Many view this ongoing exodus as a catastrophic development for the church that cannot be taken lightly. This isn’t simply about declining numbers. The future of the church’s mission is at stake. According to many millennials, something is deeply wrong with the white evangelical church. And they are voting with their feet.

The unchecked bleeding of any organism will prove fatal sooner or later. Far too much is at stake if we ignore this millennial exodus or chalk it up to normal generational differences, assuming that in time they will “come to their senses.”

So far, this trend is not reversing. If we cannot manage to keep and mobilize our own, how can we hope effectively to reach others of this rising generation?

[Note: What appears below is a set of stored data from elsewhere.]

PR #22246, opened 2023-12-04
test(client): add --preview-features to test setup CLI

millsp:
Makes it possible to automatically inject any test schema with a specific list of preview features.

For example, you could run it like this:

```pnpm run test:functional --provider postgresql --preview-features distinctOn```

The preview features are passed in one go and are comma separated:

```pnpm run test:functional --preview-features superFeature,amazingFeature,coolFeature```

### DIFF
--- a/.github/workflows/test-template.yml
+++ b/.github/workflows/test-template.yml
@@ -316,7 +316,12 @@ jobs:
           engine-hash: ${{ inputs.engineHash }}
           skip-tsc: false
 
-      - run: pnpm run test:functional --flavor ${{ matrix.flavor }} --shard ${{ matrix.shard }} --engine-type ${{ matrix.engine-type }} --runInBand
+      - run: pnpm run test:functional \
+          --flavor ${{ matrix.flavor }} \
+          --shard ${{ matrix.shard }} \
+          --engine-type ${{ matrix.engine-type }} \
+          --preview-features driverAdapters \
+          --runInBand
         working-directory: packages/client
         env:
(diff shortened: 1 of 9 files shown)

### CODE REVIEW

File: .github/workflows/test-template.yml [hunk 1]
```diff
@@ -316,7 +316,7 @@ jobs:
           engine-hash: ${{ inputs.engineHash }}
           skip-tsc: false
 
-      - run: pnpm run test:functional --flavor ${{ matrix.flavor }} --shard ${{ matrix.shard }} --engine-type ${{ matrix.engine-type }} --runInBand
+      - run: pnpm run test:functional --flavor ${{ matrix.flavor }} --shard ${{ matrix.shard }} --engine-type ${{ matrix.engine-type }} --preview-features driverAdapters --runInBand
```
millsp, line 319: Already used by `driverAdapters` now

Jolg42 (approved):
Nice one ✨

.github/workflows/test-template.yml
janpio, line 319: Does this _add_ another run with preview feature `driverAdapters` or does this add the preview flag to this run and change what is actually tests?

millsp: It is not a separate run or test suite name, and it is completely unknown to the tests. This is the same run as before and we now inject the preview feature via the CLI direct instead of via previously [hardcoded conditions](https://github.com/prisma/prisma/pull/22246/files#diff-1d8cafa403bb80bfd8c3562210e02f7ffd423c74e5a9064984a9b0e79e48ce06L178).

PR #22255, opened 2023-12-05
fix(cli): Platform commands fixes

tatianainama:
This PR fixes some responses from the cli platform commands:
- [x] `accelerate enable` now fails if project/workspace is invalid
- [x] `accelerate enable --apikey` flag now autogenerates a name for key generation
- [x] `apikey create` now returns the apikey correctly
- [x] make all `console.table` display the same headers and fix column order


sampolahtinen (approved):
LGTM! Thank you for these improvements! 🎉

Jolg42 (approved):
Nice ✨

What Post-Evangelical Millennials Are Saying About the Millennial Exodus

A 2006 Barna survey of 16- to 29-year-olds found “three attributes young Americans associated with ‘present day Christianity’ were being antigay (91 percent), judgmental (87 percent) and hypocritical (85 percent).”

From time to time, various evangelical leaders and organizations circulate political and theological statements and manifestos regarding issues they collectively consider paramount—mainly, abortion and gay marriage. To which journalist Jonathan Merritt (son of a former Southern Baptist Convention president) responded with what Jones describes as “the literary equivalent of a shrug.” Merritt (a millennial himself) argued that these statements create what he called “a false hierarchy of issues, with older generations contending that only a few hot button issues are worthy of attention.”

According to Merritt,

Younger Christians believe that our sacred Scriptures compel us to offer a moral voice on a broad range of issues… The Bible speaks often about life and sexuality, but it also speaks often on other issues, like poverty, equality, justice, peace and care of creation. (141)

Millennials inhabit the 21st century and the changes and opportunities it offers. They aren’t contemplating returning to a long-gone era that their parents and grandparents nostalgically long for. Their friendships are crossing gender and racial lines. They’re not interested in internal debates that captivate and divide evangelicals. Issues the institutional church deems threatening and hills to die on are non-issues to them.